Ульяна прислушивается. За стенами грохочет война. Война опять нагнала ее в тихой, затерянной среди лесов и болот деревушке. Нигде никому нет от нее покоя.
Война дыбила землю за деревенской околицей, разрывами снарядов, пламенем горящих сараев и пороховыми газами катилась по деревенской улице. И некому было тушить пожарища, и нельзя было понять: то ли день стоит на земле, то ли ночь.
Проснулся, поднял голову из тряпья, как галчонок из гнезда, Дима. Послушал и скривился, захныкал:
— Есть хочу...
— Что же я тебе дам? — уговаривает его Ульяна. — У нас ничего нет.
— Ага, а на печке картошка. И Тамара картошки поест...
Картошка действительно лежала на печке. Но она была сырой.
— Распали печку, — просит Дима. — И мы печеников напечем.
— В печке черти, — пугает сына мать.
— Ну и пусть... Я есть хочу, чертям картошки дам...
Димка подпрыгивал на нарах, но не мог уцепиться за скользкий, обтертый и засаленный край печи. Ульяна не выдержала, встала и подсобила ему. Димка забрался на печь, взял по картошине в руки и громко, так, что во сне вздрогнула Тамара, закричал:
— Мама, картошка! Пеки картошку!
— Ой, не кричи, сынка, ешь ее сырой. Ничего не будет. Зубы только станут здоровей.

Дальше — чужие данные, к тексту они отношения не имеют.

PR #30200, opened 2019-02-13
time: improve implementation of 3 methods for the type Duration

zrcoder:
Improved the implementation of 3 methods below:
func (d Duration) Seconds() float64
func (d Duration) Minutes() float64
func (d Duration) Hours() float64


DingHub:
I signed it!

Issue #30208, opened 2019-02-13
all: redundant or missing nil checks


octomarat:
Hi! I am writing a static analysis tool to detect problems with `nil` values in Go programs. I have executed it on the source code of the Go itself and found some minor issues.

1) Redundant `err == nil` check: 
https://github.com/golang/go/blob/master/src/cmd/go/internal/work/exec.go#L106
`err` is a local variable created with `nil` value and it is not updated before the check (making it redundant).

2) Redundant `err != nil` check:
https://github.com/golang/go/blob/master/src/crypto/x509/name_constraints_test.go#L2223
`err` is always not `nil` because of the continue statement a couple of lines above.

3) Potential 'nil pointer dereference':
https://github.com/golang/go/blob/master/src/net/textproto/reader_test.go#L335
https://github.com/golang/go/blob/master/src/html/template/escape_test.go#L1873
In both cases, `err` can be `nil` making `err.Error()` call dangerous. `err == nil` check above doesn't stop the execution of the test.

I already have a fork with these issues fixed, will be happy to submit a pull request.

agnivade:
Please go ahead ! Thanks.

dgryski:
The new data-flow based nilness check in `vet` finds the first two cases:

```
/Users/dgryski/go/src/go.googlesource.com/go/src/cmd/go/internal/work/exec.go:106:11: tautological condition: nil == nil
...
/Users/dgryski/go/src/go.googlesource.com/go/src/crypto/x509/name_constraints_test.go:2223:10: tautological condition: non-nil != nil
```

 but I'm not aware of a tool that handles the third one.  Nifty!

mvdan:
@octomarat please send a single PR for all these changes. Separate commits aren't necessary and just clutter the git history, in particular since most of the changes only touch test code.

agnivade:
@octomarat - I think only the cmd/go/internal fix is remaining. Would you like to push ahead and finish this one out ?

octomarat:
Oh. I didn't noticed that some of the commits have been accepted and merged to the master already. Probably I am missing something, but what should I do to make the last one accepted and merged?

PR #30212, opened 2019-02-13
go/cmd: remove redundant check for nil

marat-rkh:
Local variable err is defined with nil value and almost immediately
compared with nil. This comparison is redundant as always evaluates
to true.

Updates #30208


octomarat:
https://github.com/golang/go/pull/30226
Current request can be closed (rejected).

octomarat:
Please, see this comment:

PR #30213, opened 2019-02-13
crypto/x509: remove redundant check for nil in tests

marat-rkh:
Comparing err variable to be not nil is redundant in this case.
The code above ensures that it is always not nil.

Updates #30208


octomarat:
#30226
Current request can be closed (rejected). Doing this as requested here:

PR #30214, opened 2019-02-13
net/textproto: prevent test from failing with nil pointer dereference

marat-rkh:
The variable err could have nil value when we call err.Error(),
because after we check it for nil above we continue the test
(t.Errorf doesn't stop the test execution).

Updates #30208


octomarat:
#30226
Current request can be closed (rejected). Doing this as requested here:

Звякнула щеколда у двери. Кто-то шел в хату. Ульяна напряглась и затихла. Замолчал и Дима.
— Есть тут живая душа? — голос был женский, старческий.
— Проходи, бабка, есть, — ответила Ульяна.
— Ох, молодица... Вдвоем хоть веселее будет. Конец света идет. Спаса не будет никому — ни зверю, ни люду... Я в землянке таилась. Сейчас выглянула, а дом мой сгорел... На головешечки помолилась и пошла. Куда тут мои кости старые приткнуть?
— Ложись с нами, — подвинулась Ульяна. — Теплее будет.
— От меня жару не дождешься. А дом мой горел жарко. Справный был дом. Ой, лихо-лихолетье, сгореть бы и мне в нем, погреться хоть последний разок... Дед мой перед войной помер, как раз угадал. Дом мне оставил, квартирантов пустила. Все прахом, все собаке под хвост.
— Ты спи, бабка, отстроишься еще, — попыталась успокоить ее Ульяна, — дом дело наживное. О нем ли в такой войне думать. Тут люди жизни лишаются.